Machine Learning Patient Motion Monitoring in Radiotherapy
Find Innovative SolutionsGenerate Solutions
Solution Overview
Problem
Current medical imaging technologies for radiotherapy are inadequate in tracking patient anatomy accurately in real-time, especially during patient movement, leading to increased radiation exposure to healthy tissues and reduced effectiveness of treatment due to the inability to measure changing patient states directly.
Innovation Solution
A system utilizing machine learning and image processing to estimate patient states by generating a 3D image from partial measurements, such as 2D images, and using a patient model to predict future positions, allowing for more precise radiation therapy delivery by reducing unnecessary margins around the target.

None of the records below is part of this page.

Issue #1508, opened 2016-12-02
Sample manifests for development/debugging


IanLewis:
I want to create some sample manifests for debugging purposes that allow for testing different pod states in the cluster (Crashloopbackoff, Failed, Pending, Initializing, etc.). It can be difficult sometimes to recreate these states in the cluster.

cheld:
I had the same idea a while ago and as created some resources with max values for layouting testing 

https://github.com/kubernetes/dashboard/tree/master/docs/test/examples/poison-lab

However, it was not maintained or extended afterwards. So, we should clean up here too.

IanLewis:
@cheld Ok. I'm not sure that I know what exactly the example there is for. Do you think you could create a PR to clean it up? I'm planning on creating yaml files with comments at the top explaining exactly what each file is for.

Should I put my files in the docs/test/examples/<something> directory also?

cheld:
@IanLewis 

The first example is 
https://github.com/kubernetes/dashboard/blob/master/docs/test/examples/demo/guestbook-all-in-one.yaml

it is the guestbook example which was shown in kubecon. It has a few small adoptions to run on a disconnected notebook/dev environment and resource quotas so you can create scheduling errors when scaling. The general idea was to have a yaml that fills the dashboard with some meaningful resources. I assume we can remove.

Again, the other example was intended to test layout. It would have to been extended to all resource types to be useful. I tend to remove this one as well.

So, I would suggest you create a new folder and we remove the complete doc/test folder as it is outdated anyway.

IanLewis:
@cheld Ok. I'm aiming to create manifests that test specific situations rather than doing a lot of things at once. These are the ones I have so far: https://gist.github.com/IanLewis/d55c133751ca1d2db638c53af798e515

PTAL

cheld:
Yea, like it

bryk:
I also like this. @IanLewis Propose a place or directory layout where to put such files and put them. Maybe add comments to the files to document what they are supposed to do (if not trivial).

IanLewis:
After thinking about it I think that docs is the right place for this. I propose we create a new docs/testing folder with these manifests and a simple README.md for the time being to expand on it later.

We should also delete the docs/test folder as @cheld suggested.

PR #1588, opened 2017-01-24
Removed docs/test directory.

IanLewis:
Deleted the docs/test directory per #1508


cheld:
What about the example folder. Do you want to keep it?

PR #1620, opened 2017-02-07
Access control design update

mlamina:
Since the doc was created there have been some conceptual changes and new amazing mockups thanks to @danielromlein . This PR syncs these changes with the document.


danielromlein:
>The only property of a Role that cannot be changed is its namespace, because it determines if the Role is a ClusterRole or not.

I don't understand why a user will be prevented from changing a Role's namespace...?

>Clicking "Create" will create the Role and redirect the user to the Role's detail page.

"Redirect" is misleading here. How about "Clicking "Create" will create the Role and select that Role from the list, displaying that Role's details in the panel on the right.

>Shortly introduce the concept of roles and bindings to the user

This is minor, but I think "shortly" should be "briefly." 🤓

mlamina:
> I don't understand why a user will be prevented from changing a Role's namespace...?

Maybe more precise: The namespace of a Role might be changed from one namespace to another, but not between "all namespaces" and something else. Reason: A Role with the namespace "all namespaces" is a ClusterRole by definition. Changing its namespace would mean that the ClusterRole would have to be transformed into a regular Role.

I agree with your other comments!

seh:
Per [my comments in the "sig-ui" Slack channel](https://kubernetes.slack.com/archives/sig-ui/p1486147397000187?thread_ts=1486144422.000175&cid=C09R1JVU6), I find the treatment of _ClusterRoleBinding_ and _RoleBinding_ resources confusing.

Saying that a binding applies to all namespaces _implies_ that the binding is a _ClusterRoleBinding_, but that's too subtle; an administrator who then falls back to _kubectl_ commands needs to know that he's dealing with a _ClusterRoleBinding_, and not a _RoleBinding_. I would prefer to see the binding type mentioned explicitly. These are different resource kinds.

mlamina:
I agree that being explicit is always preferable and that there should be no ambiguity. @danielromlein maybe we should display a "type" property with every object? I still think having one consolidated view for creating Roles/ClusterRoles or RoleBindings/ClusterRoleBindings is a good idea. It keeps things simple

bryk:
@mlamina Can you work with @danielromlein to resolve @seh's comments? The comments are valid.

danielromlein:
Just adding a column for "Binding Type" to the _Bindings_ table seems like the most straightforward solution – what do you think @mlamina?

mlamina:
Yes, we should also have a "Role Type" column for Roles!

danielromlein:
I updated the [InVision prototype](https://invis.io/7Z9NNP4E8) to include "Role Type" and "Binding Type" columns.
Also, _Bindings_ is now _Role Bindings_ throughout the UI for consistency's sake (@normalnorman's recommendation). 
PTAL @mlamina
I thought @normalnorman had a good point too about being able to view users:
> Is there somewhere in Dashboard where an Admin can see all users, or is the [Create Role Binding](https://invis.io/2SAGARYFV#/217422807_New_Role_Binding) screen the only place where that list is currently surfaced? [currently in an [autocomplete](https://material.angularjs.org/latest/demo/autocomplete)]  I'm wondering if the flow should be available in the opposite direction: Admin goes to a list of users, picks an individual user, assigns Role(s).  This might remove the need for an object type of "Role Binding".  A user would just have one or more Roles assigned to them. 

@mlamina @bryk @rf232 WDYT?

bryk:
@danielromlein 
> I updated the InVision prototype to include "Role Type" and "Binding Type" columns.

The link is no longer valid. Can you update?

danielromlein:
@bryk hmmm, it's working for me...? May have just been a temporary InVision bug? Give this a try: [prototype](https://invis.io/7Z9NNP4E8)

bryk:
@danielromlein For some reason I cannot comment in Invision, so asking here.

1. The right side panel does not have padding/border on the right and bottom. Is this intentional?

danielromlein:
@bryk yes it's intentional: there's no padding so it functions as a panel sliding in from the right of the viewport.
Based on some feedback from designers, I'm assessing whether one of [these two options](https://invis.io/2DAKGTLWS) would more clearly establish the master / detail relationship.

danielromlein:
@bryk @mlamina WDYT about a view for Subjects? Perhaps a table under another tab? Is there a use case for wanting to view all available subjects and take CRUD actions on them?

mlamina:
@danielromlein AFAIK the Kubernetes API does not provide a way to query all available subjects. If a subject actually exists or not cannot be verified as of know, so I don't think such a view would be possible at the moment.

mlamina:
@bryk @danielromlein So what do we think - are we good to go? If the InVision mockups are OK with everybody, I'd put the screenshots into the document and update the texts accordingly so we can go ahead and merge!

danielromlein:
@mlamina things look good to me! I think leaving out subjects for the MVP makes sense.
@bryk WDYT?

maciaszczykm:
What's state of this PR? Can we merge it or is there anything to do?

danielromlein:
@maciaszczykm the screenshots still need to be updated with the lastest [InVision mockups](https://invis.io/7Z9NNP4E8). @mlamina is this something you will have time to do?

danielromlein:
Also, @mlamina RE the following point, want to add something to the design doc mentioning that technical limitation?
> AFAIK the Kubernetes API does not provide a way to query all available subjects. If a subject actually exists or not cannot be verified as of know, so I don't think such a view would be possible at the moment.

mlamina:
Hey folks, sorry for the delay! I will update the screenshots and add the technical limitation to the doc as soon as I can, then we can merge :)

maciaszczykm:
@mlamina Thank you, really appreciate it!

mlamina:
@danielromlein @maciaszczykm We're good to go from my side

maciaszczykm:
@danielromlein Can you take a look before we merge it?

danielromlein:
Made a few capitalization and grammar changes and committed to your fork @mlamina (hope that was the right way to go about it??)

mlamina:
Way to go @danielromlein ! :)

danielromlein:
LGTM

maciaszczykm:
@mlamina @danielromlein Thank you, I'm merging it :)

Engineering Contradictions & Design Principles
Engineering Contradiction Analysis
1Measurement precision
If 2D imaging techniques are used to track patient anatomy, then the imaging process is simple and quick, but the tracking precision and completeness are insufficient
Solution Approach 1:
The patent transitions from 2D imaging to 3D imaging capabilities. The system acquires 3D medical images (such as CT or MRI scans) to capture the full volumetric anatomy of the patient, enabling accurate tracking of internal organs and tumors in three-dimensional space. This dimensional upgrade resolves the limitation of 2D imaging insufficiently tracking anatomical structures while maintaining clinical feasibility.
2Measurement precision
If surface information or markers are used to track patient state, then the technique is non-invasive, but the accuracy of internal patient state measurement is reduced
Solution Approach 1:
The patent uses image-guided registration techniques where 3D medical images serve as an intermediary between external tracking systems and internal anatomy. The system registers 2D projection images or surface marker data with 3D volumetric images to infer internal organ and tumor positions. This intermediary approach allows non-invasive external measurements to accurately reflect internal patient state by leveraging the geometric relationships captured in 3D imaging.
3Reliability
If large margins are added around radiation target to account for patient motion, then the effectiveness of radiation delivery is maintained, but the radiation exposure to healthy tissues increases
Solution Approach 1:
The patent implements dynamic tracking and adaptation of radiation delivery parameters during treatment. The system continuously monitors patient anatomy using 3D imaging and adjusts radiation beam positioning, intensity, and timing in real-time based on detected organ and tumor motion. This dynamic approach replaces static large margins with active compensation, maintaining treatment effectiveness while reducing unnecessary radiation exposure to surrounding healthy tissues.
4Productivity
If real-time patient state monitoring is implemented, then the precision of radiation delivery is improved, but the system complexity and processing requirements increase
Solution Approach 1:
The patent performs preliminary processing of 3D medical images before radiation treatment to create pre-planned radiation therapy schemes. The system pre-processes anatomical data, identifies target volumes and organs at risk, and establishes baseline registration frameworks. This preliminary action reduces the complexity of real-time monitoring during treatment, as the heavy computational lifting is completed beforehand, allowing faster real-time adjustments with reduced processing requirements.
Data Source
AI summary
Systems and techniques may be used to estimate a patient state during a radiotherapy treatment. For example, a method may include generating a dictionary of expanded potential patient measurements and corresponding potential patient states using a preliminary motion model. The method may include training, using a machine learning technique, a correspondence motion model relating an input patient measurement to an output patient state using the dictionary. The method may include estimating, using a processor, the patient state corresponding to an input image using the correspondence motion model.